In the days since Dr. Kreidler sent me the humane write-up about Fred Wendt, I’ve taken a closer look at the 1948 college football season. Doak Walker fulfilled the expectations placed upon him, etched his name forever in the annals of Southwest Conference football, and later had a trophy named in his honor awarded to the country’s best running back. Dallas was an epicenter of the national spotlight that year, and rightfully so, as Walker’s exploits merited all the attention he brought to Southern Methodist. Doak Walker is and always will be considered one of college football’s most prolific players, and he earned every bit of that acclaim. But Fred Wendt and Ted Scown also earned a bit of the spotlight that year, and for me, the fact that two of the most productive backs in the country in 1948 hailed from two schools in Arid America serves as a reminder that memorable seasons aren’t limited to Los Angeles, South Bend, or Fayetteville – they happen in El Paso and Alpine, too.

So, thank you Mr. Wendt for teaching me something despite our never having met in person. You are a part of the story, the story of college football in Texas and of the Border Conference. And like my maternal grandfather James Ira Jones, thank you for returning home after the war to carry on with living in the name of those who fell on battlefields far from America. May Doris, your wife for more than seventy years, find peace in your memory of a life well lived.
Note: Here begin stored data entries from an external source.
Issue #3595, opened 2022-01-06
refactoring the image writer modules


wyli:
This is a follow-up on the image writer of [the previous I/O module proposals](https://github.com/Project-MONAI/MONAI/issues/856).

### Goal and anticipated benefits
The current image writing module has been primarily built around the NIfTI specifications using the nibabel package as the backend.
The goal is to redesign the module in order to decouple the universal and the backend-specific implementations.

This will make it easier to bring in various writer backends such as ITK-Python, therefore supporting different image formats and more powerful writer module customisations.

related tickets: https://github.com/Project-MONAI/MONAI/issues/2620 https://github.com/Project-MONAI/MONAI/issues/2613 https://github.com/Project-MONAI/MONAILabel/issues/211
proof of concept https://github.com/Project-MONAI/MONAI/pull/3443

### Details
The writer module should have (1) universal logic (2) backend-specific logic (3) mechanism for defaulting/selecting backends. Specifically:

(1) In the context of image writing, the universal logic handles the image-related outputs from the deep learning workflows, such as:
-  fetching data array and metadata
-  arrangements/resampling of spatial/channel dimensions
-  preparing target data types
- preparing output folder structures, potentially compatible with BIDS (brain imaging data structure) and NDWB (neurodata without boarders) 

(2) The backend-specific logic includes
- creating data representations according to the backend APIs
- calling the backend APIs to finish the data writing

(3) The backend selection logic operates based on the user-specified parameters, backend system availability, and current system default configurations.

wyli:
https://github.com/Project-MONAI/MONAI/pull/3443 is now a working POC, it provides:

- An `ImageWriter` base class with backend-agnostic utilities such as `resample_if_needed`
- Subclasses (`PILWriter`, `ITKWriter`, `NibabelWriter`) with backend-specific logic, implementing
  - `set_data_array`
  - `set_metadata`
  - `write`
- `register_writer`, `resolve_writer` so that it selects a suitable writer based on the file extension name
- `FolderLayout` for generating organised filenames
- Revised existing `SaveImage` transform to use the new writer module.

they are non-breaking changes, the primary usage will be:
https://github.com/Project-MONAI/MONAI/blob/3206fa64809790a1faf6b20ca7e97d8047d4c551/monai/transforms/io/array.py#L353-L356

and has the basic support for `.nrrd` and `.dcm` writing:
[...]

PR #3674, opened 2022-01-18
3595 3766 adds a base writer and an itk writer

wyli:

part of #3595

### Description
this PR adds a writer base class and an itkwriter subclass,
internally the affines are assumed in the `RAS` space to be aligned with nifti.

more consistency tests will be added when the nibabelwrite is in place.
the tests are ready in https://github.com/Project-MONAI/MONAI/pull/3443

### Status
**Ready**

### Types of changes

### DIFF
--- a/monai/data/image_writer.py
+++ b/monai/data/image_writer.py
@@ -1,0 +1,399 @@
+# Copyright (c) MONAI Consortium
+# Licensed under the Apache License, Version 2.0 (the "License");
+# you may not use this file except in compliance with the License.
+# You may obtain a copy of the License at
+#     http://www.apache.org/licenses/LICENSE-2.0
+# Unless required by applicable law or agreed to in writing, software
+# distributed under the License is distributed on an "AS IS" BASIS,
+# WITHOUT WARRANTIES OR CONDITIONS OF ANY KIND, either express or implied.
+# See the License for the specific language governing permissions and
+# limitations under the License.
+
+from typing import TYPE_CHECKING, Mapping, Optional, Sequence, Union
+
+import numpy as np
+import torch
+
+from monai.apps.utils import get_logger
+from monai.config import DtypeLike, NdarrayOrTensor, PathLike
+from monai.data.utils import compute_shape_offset, ensure_mat44, to_affine_nd
+from monai.networks.layers import AffineTransform
+from monai.transforms.utils_pytorch_numpy_unification import ascontiguousarray, moveaxis
+from monai.utils import GridSampleMode, GridSamplePadMode, convert_data_type, optional_import, require_pkg
+
+AFFINE_TOL = 1e-3
+DEFAULT_FMT = "%(asctime)s %(levelname)s %(filename)s:%(lineno)d - %(message)s"
+logger = get_logger(module_name=__name__, fmt=DEFAULT_FMT)
+
+if TYPE_CHECKING:
+    import itk  # type: ignore
+    import nibabel as nib
+
+    has_itk = has_nib = has_pil = True
+else:
+    itk, has_itk = optional_import("itk", allow_namespace_pkg=True)
+    nib, has_nib = optional_import("nibabel")
+
+__all__ = ["ImageWriter", "ITKWriter"]
+
+
+class ImageWriter:
+    """
+    The class is a collection of utilities to write images to disk.
+
+    Main aspects to be considered are:
+
+        - dimensionality of the data array, arrangements of spatial dimensions and channel/time dimensions
+            - ``convert_to_channel_last()``
+        - metadata of current affine and output affine, the data array should be converted accordingly
+            - ``get_meta_info()``
+            - ``resample_if_needed()``
+        - data type of the output image
+            - as part of ``resample_if_needed()``
+
+    Subclasses of this class should implement the backend-specific functions:
+
+        - ``set_data_array()`` to set the data array (numpy array or torch tensor)
+            - this calls the base class utilities for array handling
+        - ``set_metadata()`` to set the metadata and output affine
+            - this calls the base class utilities for metadata (affine, resmaple) handling
+        - backend-specific data object
+            - ``create_backend_obj()``
+        - backend-specific writing function
+            - ``write()``
+
+    The primary usage is:
+
+    .. code-block:: python
+
+        writer = MyWriter()  # subclass of ImageWriter
+        writer.set_data_array(data_array)
+        writer.set_metadata(meta_dict).write(filename_or_obj)
+        writer.write(filename)
+
+    Create an image writer object based on ``data_array`` and ``metadata``.
+    Spatially it supports up to three dimensions (with the resampling step
+    supports both 2D and 3D).
+
+    When saving multiple time steps or multiple channels `data_array`, time
+    and/or modality axes should be the at the `channel_dim`. For example,
+    the shape of a 2D eight-class and channel_dim=0, the segmentation
+    probabilities to be saved could be `(8, 64, 64)`; in this case
+    ``data_array`` will be converted to `(64, 64, 1, 8)` (the third
+    dimension is reserved as a spatial dimension).
+
+    The ``metadata`` could optionally have the following keys:
+
+        - ``'original_affine'``: for data original affine, it will be the
+            affine of the output object, defaulting to an identity matrix.
+        - ``'affine'``: it should specify the current data affine, defaulting to an identity matrix.
+        - ``'spatial_shape'``: for data output spatial shape.
+
+    When ``metadata`` is specified and ``resample=True``, the saver will
+    try to resample data from the space defined by `"affine"` to the space
+    defined by `"original_affine"`, for more details, please refer to the
+    ``convert_to_target_affine`` method.
+    """
+
+    def __init__(self, **kwargs):
+        self.data_obj = None
+        for k, v in kwargs.items():
+            setattr(self, k, v)
+
+    def set_data_array(self, data_array, **kwargs):
+        raise NotImplementedError(f"Subclasses of {self.__class__.__name__} must implement this method.")
+
+    def set_metadata(self, meta_dict: Optional[Mapping], **options):
+        raise NotImplementedError(f"Subclasses of {self.__class__.__name__} must implement this method.")
+
+    def write(self, filename_or_obj: PathLike, verbose: bool = True, **kwargs):
+        """subclass should implement this method to call the backend-specific writing APIs."""
+        if verbose:
+            logger.info(f"writing: {filename_or_obj}")
+
+    @classmethod
+    def create_backend_obj(cls, data_array: NdarrayOrTensor, **kwargs) -> np.ndarray:
+        """
+        Subclass should implement this method to return a backend-specific data representation object.
+        This method is used by ``cls.create_data_obj`` and the input ``data_array`` is 'channel-last'.
+        """
+        return convert_data_type(data_array, np.ndarray)[0]  # type: ignore
+
+    @classmethod
+    def resample_if_needed(
+        cls,
+        data_array: NdarrayOrTensor,
+        affine: Optional[NdarrayOrTensor] = None,
+        target_affine: Optional[np.ndarray] = None,
+        output_spatial_shape: Union[Sequence[int], np.ndarray, None] = None,
+        mode: Union[GridSampleMode, str] = GridSampleMode.BILINEAR,
+        padding_mode: Union[GridSamplePadMode, str] = GridSamplePadMode.BORDER,
+        align_corners: bool = False,
+        dtype: DtypeLike = np.float64,
+    ):
+        """
+        Convert the ``data_array`` into the coordinate system specified by
+        ``target_affine``, from the current coordinate definition of ``affine``.
+
+        If the transform between ``affine`` and ``target_affine`` could be
+        achieved by simply transposing and flipping ``data_array``, no resampling
+        will happen.  Otherwise, this function resamples ``data_array`` using the
+        transformation computed from ``affine`` and ``target_affine``.
+
+        This function assumes the NIfTI dimension notations. Spatially it
+        supports up to three dimensions, that is, H, HW, HWD for 1D, 2D, 3D
+        respectively. When saving multiple time steps or multiple channels,
+        time and/or modality axes should be appended after the first three
+        dimensions. For example, shape of 2D eight-class segmentation
+        probabilities to be saved could be `(64, 64, 1, 8)`. Also, data in
+        shape `(64, 64, 8)` or `(64, 64, 8, 1)` will be considered as a
+        single-channel 3D image. The ``convert_to_channel_last`` method can be
+        used to convert the data to the format described here.
+
+        Note that the shape of the resampled ``data_array`` may subject to some
+        rounding errors. For example, resampling a 20x20 pixel image from pixel
+        size (1.5, 1.5)-mm to (3.0, 3.0)-mm space will return a 10x10-pixel
+        image. However, resampling a 20x20-pixel image from pixel size (2.0,
+        2.0)-mm to (3.0, 3.0)-mm space will output a 14x14-pixel image, where
+        the image shape is rounded from 13.333x13.333 pixels. In this case
+        ``output_spatial_shape`` could be specified so that this function
+        writes image data to a designated shape.
+
+        Args:
+            data_array: input data array to be converted.
+            affine: the current affine of ``data_array``. Defaults to identity
+            target_affine: the designated affine of ``data_array``.
+                The actual output affine might be different from this value due to precision changes.
+            output_spatial_shape: spatial shape of the output image.
+                This option is used when resampling is needed.
+            mode: available options are {``"bilinear"``, ``"nearest"``, ``"bicubic"``}.
+                This option is used when resampling is needed.
+                Interpolation mode to calculate output values. Defaults to ``"bilinear"``.
+                See also: https://pytorch.org/docs/stable/nn.functional.html#grid-sample
+            padding_mode: available options are {``"zeros"``, ``"border"``, ``"reflection"``}.
+                This option is used when resampling is needed.
+                Padding mode for outside grid values. Defaults to ``"border"``.
+                See also: https://pytorch.org/docs/stable/nn.functional.html#grid-sample
+            align_corners: boolean option of ``grid_sample`` to handle the corner convention.
+                See also: https://pytorch.org/docs/stable/nn.functional.html#grid-sample
+            dtype: data type for resampling computation. Defaults to
+                ``np.float64`` for best precision. If ``None``, use the data type of input data.
+        """
+        data: np.ndarray
+        data, *_ = convert_data_type(data_array, np.ndarray)  # type: ignore
+
+        sr = min(data.ndim, 3)
+        if affine is None:
+            affine = np.eye(4, dtype=np.float64)
+        affine = to_affine_nd(sr, affine)  # type: ignore
+        target_affine = to_affine_nd(sr, target_affine) if target_affine is not None else affine
+
+        if np.allclose(affine, target_affine, atol=AFFINE_TOL):
+            # no affine changes, return (data, affine)
+            return data, ensure_mat44(target_affine)
+
+        # resolve orientation
+        if has_nib:  # this is to avoid dependency on nibabel
+            start_ornt = nib.orientations.io_orientation(affine)
+            target_ornt = nib.orientations.io_orientation(target_affine)
+            ornt_transform = nib.orientations.ornt_transform(start_ornt, target_ornt)
+            data_shape = data.shape
+            data = nib.orientations.apply_orientation(data, ornt_transform)
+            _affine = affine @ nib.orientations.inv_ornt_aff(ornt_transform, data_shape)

One last point needs to be articulated before drawing this story to a close. There’s one rider that can’t go unmentioned, and that’s a curious connection that pertains to the Dallas Cowboys. That connection links two players in the 1948 season, one in Tempe, Arizona, and the other in Austin, Texas. Wilford “Whizzer” White finished the season ranked seventh nationally in punt returns with an average of 22.1 yards per return, a feat that kept his Sun Devils in a number of games. Over in Austin, the Longhorn in question played a decent season, and although he would soon enjoy a bit of success with the New York Giants in the National Football League, his legacy in professional football was cemented as a head coach. Wilford, who also played professionally, would later see his son Danny follow in his footsteps and play quarterback at Arizona State University in the latter 1970s. And when Danny White entered the NFL with the Dallas Cowboys, his head coach was none other than Gentleman Tom Landry, as my paternal grandmother called him, that very Longhorn in question. And about fourteen years ago, I worked with a fellow in Plano, Texas, who grew up in El Paso who was related to, I can’t remember how, I think it was his dad, who stole away Tom Landry’s girlfriend while they were students there at the University of Texas … but that’s a story for another time, y’all.